Segment Open

PR #83, opened 2018-05-17
fixed the mistake of the target image naming

jianzhangbjz:
The correct name of the image should be `registry.reg-aws.openshift.com:443/openshift3/mediawiki-apb:v3.10`, not the `openshift/openshift3/mediawiki-apb:v3.10`. Fixed bug [1579216](https://bugzilla.redhat.com/show_bug.cgi?id=1579216).

PR #85, opened 2018-05-18
Bug 1579216 - fix the target image of openshift naming

jianzhangbjz:
I cherry pick the #83, thanks all!

### DIFF
--- a/registries/adapters/openshift_adapter.go
+++ b/registries/adapters/openshift_adapter.go
@@ -27,7 +27,6 @@ import (
 	log "github.com/sirupsen/logrus"
 )
 
-const openShiftName = "openshift"
 const openShiftManifestURL = "%v/v2/%v/manifests/%v"
 
 // OpenShiftAdapter - Docker Hub Adapter
@@ -43,7 +42,12 @@ type OpenShiftImage struct {
 
 // RegistryName - Retrieve the registry name
 func (r OpenShiftAdapter) RegistryName() string {
-	return openShiftName
+	name := strings.Split(r.Config.URL.String(), "://")
+
+	if len(name) > 1 {
+		return name[1]
+	}
+	return name[0]
 }
 
 // GetImageNames - retrieve the images
--- a/registries/adapters/openshift_adapter_test.go
+++ b/registries/adapters/openshift_adapter_test.go
@@ -89,9 +89,30 @@ const AuthResponse = `
   "issued_at": "2018-03-27T19:54:19Z"
 }`
 
-func TestOpenShiftName(t *testing.T) {
-	ocpa := OpenShiftAdapter{}
-	ft.Equal(t, ocpa.RegistryName(), "openshift", "openshift name does not match `openshift`")
+func TestRegistryName(t *testing.T) {
+	testcases := []struct {
+		urlstr string
+		result string
+	}{
+		{"http://foo.redhat.com", "foo.redhat.com"},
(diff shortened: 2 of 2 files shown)


dymurray (dismissed):

registries/adapters/openshift_adapter.go
```diff
@@ -43,7 +42,7 @@ type OpenShiftImage struct {
 
 // RegistryName - Retrieve the registry name
 func (r OpenShiftAdapter) RegistryName() string {
-	return openShiftName
+	return strings.TrimPrefix(r.Config.URL.String(), "https://")
```
dymurray: what if I use `http://<url>` as my URL? Would prefer to see it validate the string first

jmrodri: This only removes https, if the url has any other prefix this won't work.

registries/adapters/openshift_adapter_test.go
```diff
@@ -28,6 +28,8 @@ import (
 )
 
 var Images = []string{"satoshi/nakamoto", "foo/bar", "paul/atreides"}
+var TestURL = "https://registry.reg-aws.openshift.com:443"
+var RegistryName = "registry.reg-aws.openshift.com:443"
```
jmrodri: No need to declare these strings here. I would localize them to the test case instead.

dymurray:
https://github.com/automationbroker/bundle-lib/pull/86

Submitted a PR to master to attempt to address `http://`

registries/adapters/openshift_adapter_test.go
```diff
@@ -89,9 +91,17 @@ const AuthResponse = `
...
 }`
 
-func TestOpenShiftName(t *testing.T) {
-	ocpa := OpenShiftAdapter{}
-	ft.Equal(t, ocpa.RegistryName(), "openshift", "openshift name does not match `openshift`")
+func TestRegistryName(t *testing.T) {
+	url, err := url.Parse(TestURL)
+	if err != nil {
+		t.Fatal("Error: ", err)
+	}
```
jmrodri: Consider using a table for the test cases, this will allow us to easily add new urls if we want to test other conditions:
```golang
func TestRegistryName(t *testing.T) {

    testcases := []struct {
        urlstr string
        result string
    }{
        {"http://foo.redhat.com", "foo.redhat.com"},
        {"https://registry.reg-aws.openshift.com:443", "registry.reg-aws.openshift.com:443"},
    }

    for _, testcase := range testcases {
        url, err := url.Parse(testcase)
        if err != nil {
            t.Fatal("Error: ", err)
        }

        ocpa := OpenShiftAdapter{
            Config: Configuration{
                URL: url,
            },
        }
        ft.Equal(t, ocpa.RegistryName(), result, "the registry name returned did not match expected value")
    }
}
```

jmrodri (changes requested):
Thanks for the contribution. A few changes will make it perfect. We'll want to strip probably all the prefixes so we will probably need to find the index of the `//` and then strip everything before that index. And using a table in the test case will allow more urls to be added easily.

jianzhangbjz:
@dymurray @jmrodri Many thanks for your great feedback. I updated them according to your comments and added the case conversion, please have a review.

dymurray (approved):

jianzhangbjz:
@dymurray @jmrodri I removed the case conversion as said in #86.

jmrodri (approved):

PR #86, opened 2018-05-18
Update openshift adapter and tests for http

dymurray:


registries/adapters/openshift_adapter_test.go
```diff
@@ -96,12 +97,23 @@ func TestRegistryName(t *testing.T) {
...
 		},
 	}
+	ocpaHttp := OpenShiftAdapter{
+		Config: Configuration{
+			URL: urlHttp,
+		},
+	}
 	ft.Equal(t, ocpa.RegistryName(), RegistryName, "the registry name returned did not match expected value")
+	ft.Equal(t, ocpaHttp.RegistryName(), RegistryName, "the registry name returned did not match expected value")
 }
```
jmrodri: Consider making this a table driven testcase.

```golang
func TestRegistryName(t *testing.T) {

    testcases := []struct {
        urlstr string
        result string
    }{
        {"http://foo.redhat.com", "foo.redhat.com"},
        {"https://registry.reg-aws.openshift.com:443", "registry.reg-aws.openshift.com:443"},
        {"ftp://registry.reg-aws.openshift.com", "registry.reg-aws.openshift.com"},
        {"file:///home/user/awesome", "/home/user/awesome"},
    }

    for _, testcase := range testcases {
        url, err := url.Parse(testcase)
        if err != nil {
            t.Fatal("Error: ", err)
        }

        ocpa := OpenShiftAdapter{
            Config: Configuration{
                URL: url,
            },
        }
        ft.Equal(t, ocpa.RegistryName(), result, "the registry name returned did not match expected value")
    }
}
```

registries/adapters/openshift_adapter_test.go
```diff
@@ -29,6 +29,7 @@ import (
 
 var Images = []string{"satoshi/nakamoto", "foo/bar", "paul/atreides"}
 var TestURL = "https://registry.reg-aws.openshift.com:443"
+var TestHttpURL = "http://registry.reg-aws.openshift.com:443"
 var RegistryName = "registry.reg-aws.openshift.com:443"
```
jmrodri: remove TestURL, TestHttpURL, and RegistryName, just define them in the testcase directly.

registries/adapters/openshift_adapter.go
```diff
@@ -42,7 +42,11 @@ type OpenShiftImage struct {
 
 // RegistryName - Retrieve the registry name
 func (r OpenShiftAdapter) RegistryName() string {
-	return strings.TrimPrefix(r.Config.URL.String(), "https://")
+	var name string
+	name = strings.TrimPrefix(r.Config.URL.String(), "https://")
+	name = strings.TrimPrefix(name, "http://")
+
+	return name
```
jmrodri: I'm going to assume this url can be ANY valid url. If that's the case I'd rather strip off any leading `://` that comes before it. So I'd rather do something like this:

```golang
func (r OpenShiftAdapter) RegistryName() string {
	name := strings.Split(r.Config.URL.String(), "://")

	if len(name) > 1 {
		return name[1]
	}
	return name[0]
```

This will cover all URLs `file://`, `http://`, `ftp://`, `https://`.

jmrodri (changes requested):
NACK

registries/adapters/openshift_adapter_test.go
dymurray: Thanks that does look much better. Appreciate the feedback.

dymurray:
Thanks @jmrodri made the requested changes. Great feedback.

dymurray:
Thanks @jmrodri made the requested changes. Great feedback.

registries/adapters/openshift_adapter.go
```diff
@@ -42,7 +42,12 @@ type OpenShiftImage struct {
 
 // RegistryName - Retrieve the registry name
 func (r OpenShiftAdapter) RegistryName() string {
-	return strings.TrimPrefix(r.Config.URL.String(), "https://")
+	name := strings.Split(r.Config.URL.String(), "://")
```
jianzhangbjz, line 45: Do we need to add the case conversion in here since the `url` ccannot cover the Uppercase? Like: `"http://FOO.REDHAT.COM"` should be chaned to `foo.redhat.com` after this `func`.

jmrodri: No need to do this. The value of `r.Config.URL` is a `*url.URL`. So it would need to be a valid url BEFORE that was ever set. We go from string to URL early in the startup process. The parsing of the http://FOO.REDHAT.COM would fail before the broker starts up. So we're okay here.

jmrodri (approved):

registries/adapters/openshift_adapter.go
jianzhangbjz: Thanks, I got it and also updated #85.

registries/adapters/openshift_adapter_test.go
```diff
@@ -92,16 +90,29 @@ const AuthResponse = `
...
 
 func TestRegistryName(t *testing.T) {
-	url, err := url.Parse(TestURL)
-	if err != nil {
-		t.Fatal("Error: ", err)
+	testcases := []struct {
+		urlstr string
+		result string
+	}{
+		{"http://foo.redhat.com", "foo.redhat.com"},
```
eriknelson, line 97: :+1:

eriknelson (approved):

Segment Closed

§ **What you will do**: For this exercise, find all lines in the records containing the word "cover" and copy them.

§ **Exercise answer**:
This will cover all URLs `file://`, `http://`, `ftp://`, `https://`.
jianzhangbjz, line 45: Do we need to add the case conversion in here since the `url` ccannot cover the Uppercase? Like: `"http://FOO.REDHAT.COM"` should be chaned to `foo.redhat.com` after this `func`.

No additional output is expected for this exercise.